▶ Exercise objective: Show every line from the entries that follow which holds the word "Setup".

(Provided information Opens)

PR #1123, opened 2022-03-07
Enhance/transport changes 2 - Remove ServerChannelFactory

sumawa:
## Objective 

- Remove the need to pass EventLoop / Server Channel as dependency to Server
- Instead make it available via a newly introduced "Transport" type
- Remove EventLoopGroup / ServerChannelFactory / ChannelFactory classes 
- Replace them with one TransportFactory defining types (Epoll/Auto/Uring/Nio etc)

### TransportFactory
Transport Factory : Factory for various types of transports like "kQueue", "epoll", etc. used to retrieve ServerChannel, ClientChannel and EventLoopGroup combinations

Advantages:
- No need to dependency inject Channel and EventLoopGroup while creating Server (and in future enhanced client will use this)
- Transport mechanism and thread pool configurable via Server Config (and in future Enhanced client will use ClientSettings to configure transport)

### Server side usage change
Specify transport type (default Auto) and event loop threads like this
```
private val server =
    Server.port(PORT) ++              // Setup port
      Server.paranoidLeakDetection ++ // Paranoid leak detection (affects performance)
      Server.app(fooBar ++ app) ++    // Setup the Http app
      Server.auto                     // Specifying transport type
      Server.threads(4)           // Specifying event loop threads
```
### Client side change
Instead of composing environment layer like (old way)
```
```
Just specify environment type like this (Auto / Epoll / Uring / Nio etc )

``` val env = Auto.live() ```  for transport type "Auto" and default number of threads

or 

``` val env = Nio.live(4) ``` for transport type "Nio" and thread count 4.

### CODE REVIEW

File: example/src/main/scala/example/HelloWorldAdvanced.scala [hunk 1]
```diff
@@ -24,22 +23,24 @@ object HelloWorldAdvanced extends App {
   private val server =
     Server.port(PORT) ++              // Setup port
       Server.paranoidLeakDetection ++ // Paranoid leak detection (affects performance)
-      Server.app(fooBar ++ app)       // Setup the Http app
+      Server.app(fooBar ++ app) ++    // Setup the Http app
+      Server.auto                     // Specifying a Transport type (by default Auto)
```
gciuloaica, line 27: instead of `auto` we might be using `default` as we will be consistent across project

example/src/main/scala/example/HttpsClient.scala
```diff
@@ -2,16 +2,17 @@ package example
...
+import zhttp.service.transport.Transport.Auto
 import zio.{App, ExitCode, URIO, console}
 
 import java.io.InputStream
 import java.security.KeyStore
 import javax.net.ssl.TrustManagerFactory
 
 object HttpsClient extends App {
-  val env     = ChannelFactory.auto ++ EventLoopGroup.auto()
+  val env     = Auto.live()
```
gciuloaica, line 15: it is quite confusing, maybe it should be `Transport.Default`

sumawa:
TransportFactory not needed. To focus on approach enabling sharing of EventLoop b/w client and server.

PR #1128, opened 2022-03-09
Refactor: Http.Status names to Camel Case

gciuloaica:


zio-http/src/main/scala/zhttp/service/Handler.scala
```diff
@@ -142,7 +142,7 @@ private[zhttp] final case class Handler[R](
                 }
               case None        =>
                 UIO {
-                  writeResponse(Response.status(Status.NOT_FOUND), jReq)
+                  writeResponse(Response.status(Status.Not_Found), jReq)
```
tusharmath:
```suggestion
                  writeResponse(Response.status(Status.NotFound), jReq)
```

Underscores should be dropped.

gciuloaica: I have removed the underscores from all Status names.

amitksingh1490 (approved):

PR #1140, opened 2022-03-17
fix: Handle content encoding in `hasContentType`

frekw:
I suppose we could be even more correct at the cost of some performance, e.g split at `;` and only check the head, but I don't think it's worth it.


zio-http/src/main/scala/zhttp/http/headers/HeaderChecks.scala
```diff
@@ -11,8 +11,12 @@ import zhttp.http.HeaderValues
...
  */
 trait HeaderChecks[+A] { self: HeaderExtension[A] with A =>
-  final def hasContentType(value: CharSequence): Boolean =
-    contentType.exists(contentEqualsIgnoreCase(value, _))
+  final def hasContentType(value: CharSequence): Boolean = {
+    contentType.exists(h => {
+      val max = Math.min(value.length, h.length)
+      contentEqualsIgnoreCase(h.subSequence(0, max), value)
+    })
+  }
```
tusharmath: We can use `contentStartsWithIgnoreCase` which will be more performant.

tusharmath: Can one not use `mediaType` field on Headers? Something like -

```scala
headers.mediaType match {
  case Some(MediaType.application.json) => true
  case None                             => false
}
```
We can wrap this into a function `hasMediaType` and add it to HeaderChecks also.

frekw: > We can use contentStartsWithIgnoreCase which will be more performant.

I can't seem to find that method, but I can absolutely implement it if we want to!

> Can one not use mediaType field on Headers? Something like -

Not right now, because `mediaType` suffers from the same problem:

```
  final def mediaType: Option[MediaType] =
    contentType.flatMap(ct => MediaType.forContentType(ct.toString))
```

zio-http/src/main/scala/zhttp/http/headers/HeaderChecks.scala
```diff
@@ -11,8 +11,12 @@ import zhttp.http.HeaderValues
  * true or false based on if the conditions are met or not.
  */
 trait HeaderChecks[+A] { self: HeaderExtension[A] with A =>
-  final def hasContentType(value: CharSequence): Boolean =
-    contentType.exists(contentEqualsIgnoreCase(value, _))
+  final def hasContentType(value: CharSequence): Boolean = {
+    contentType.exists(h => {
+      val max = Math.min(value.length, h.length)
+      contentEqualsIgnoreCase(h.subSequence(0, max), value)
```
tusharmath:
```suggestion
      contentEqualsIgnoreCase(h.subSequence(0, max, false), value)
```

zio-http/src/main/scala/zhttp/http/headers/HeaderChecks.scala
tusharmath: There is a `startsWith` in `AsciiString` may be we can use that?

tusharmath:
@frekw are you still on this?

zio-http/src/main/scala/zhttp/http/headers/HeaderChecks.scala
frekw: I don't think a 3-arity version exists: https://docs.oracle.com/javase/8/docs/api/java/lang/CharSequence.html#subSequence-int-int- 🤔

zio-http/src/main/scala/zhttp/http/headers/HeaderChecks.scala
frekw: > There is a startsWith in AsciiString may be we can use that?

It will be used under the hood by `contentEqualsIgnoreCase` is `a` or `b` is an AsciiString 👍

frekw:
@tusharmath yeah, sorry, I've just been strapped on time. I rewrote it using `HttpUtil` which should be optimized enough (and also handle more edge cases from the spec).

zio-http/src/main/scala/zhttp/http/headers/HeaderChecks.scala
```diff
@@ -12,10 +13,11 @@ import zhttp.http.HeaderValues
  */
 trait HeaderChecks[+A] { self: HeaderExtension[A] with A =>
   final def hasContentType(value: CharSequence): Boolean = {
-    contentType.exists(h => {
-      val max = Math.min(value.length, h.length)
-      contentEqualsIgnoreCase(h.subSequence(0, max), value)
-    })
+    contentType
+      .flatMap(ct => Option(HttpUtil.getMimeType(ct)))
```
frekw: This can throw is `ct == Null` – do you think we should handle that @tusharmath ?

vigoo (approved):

(Provided information Closes)

▶ The answer:
    Server.port(PORT) ++              // Setup port
      Server.app(fooBar ++ app) ++    // Setup the Http app
     Server.port(PORT) ++              // Setup port
-      Server.app(fooBar ++ app)       // Setup the Http app
+      Server.app(fooBar ++ app) ++    // Setup the Http app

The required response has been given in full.